**Work order:**
Below are records. Find each line in them that holds the word "providers" and copy it.

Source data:

PR #1816, opened 2025-10-30
refactor: Files Historic Plugin Proceeds With Next Batch If Current is Unsuccessful

### LINKED ISSUE #1758: Files Historic Plugin Proceeds With Next Batch If Current is Unsuccessful
### Story Form

As a Block Node Operator
I want to ensure that my archive plugin continues to function if it fails to archive a batch and notifies me for the failure
So that I will not lose the next batches and be able to take an action for the failed one

### Technical Notes

- currently the files.historic plugin does not allow gaps in the zips and also does not proceed with the next batch until it finishes this one
- effectively this means that if we cannot supply a block for the current batch, the archive will "halt"
- a gap is not the only condition for a failed batch
- no matter why a batch may have failed, that should not halt the processing of the next batches
- an alert has to be sent (i.e. log error) when a batch has failed to archive
- we also need a way to ensure that we do not lose a batch we have failed to archive

We need to allow the files.historic plugin to continue with the next batch if a failure with the current one occurs. We also need to alert operators for the failure. Also, we need to ensure that we do not lose batches that we have failed to archive. Furthermore, the failed batch needs to be "set aside" to try again later (and in future updates we might send a notification to request high priority backfill of the missing blocks).

mustafauzunn:
## Reviewer Notes

- `files.historic` should be prompted by Verification notification
- `files.historic` should collect blocks in staging folder before zipping
- change log level to `ERROR` if we have a gap
- add unit test proving that we can zip after failed batch for zipping
- refactor tests to work with the new logic

## Related Issue(s)
Fixes #1758

### DIFF
--- a/block-node/block-providers/files.historic/src/main/java/org/hiero/block/node/blocks/files/historic/BlockFileHistoricPlugin.java
+++ b/block-node/block-providers/files.historic/src/main/java/org/hiero/block/node/blocks/files/historic/BlockFileHistoricPlugin.java
@@ -254,7 +254,7 @@ public final class BlockFileHistoricPlugin implements BlockProviderPlugin, Block
 
         BlockItemUnparsed firstItem = block.blockItems().getFirst();
         if (!firstItem.hasBlockHeader()) {
-            LOGGER.log(INFO, "Block {0} has no block header, cannot write to staging path", blockNumber);
+            LOGGER.log(WARNING, "Block {0} has no block header, cannot write to staging path", blockNumber);
             return;
         }
 
@@ -292,8 +292,8 @@ public final class BlockFileHistoricPlugin implements BlockProviderPlugin, Block
         } catch (final IOException e) {
             final String message = "Failed to create directories for path %s due to %s"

**Output:**
--- a/block-node/block-providers/files.historic/src/main/java/org/hiero/block/node/blocks/files/historic/BlockFileHistoricPlugin.java
+++ b/block-node/block-providers/files.historic/src/main/java/org/hiero/block/node/blocks/files/historic/BlockFileHistoricPlugin.java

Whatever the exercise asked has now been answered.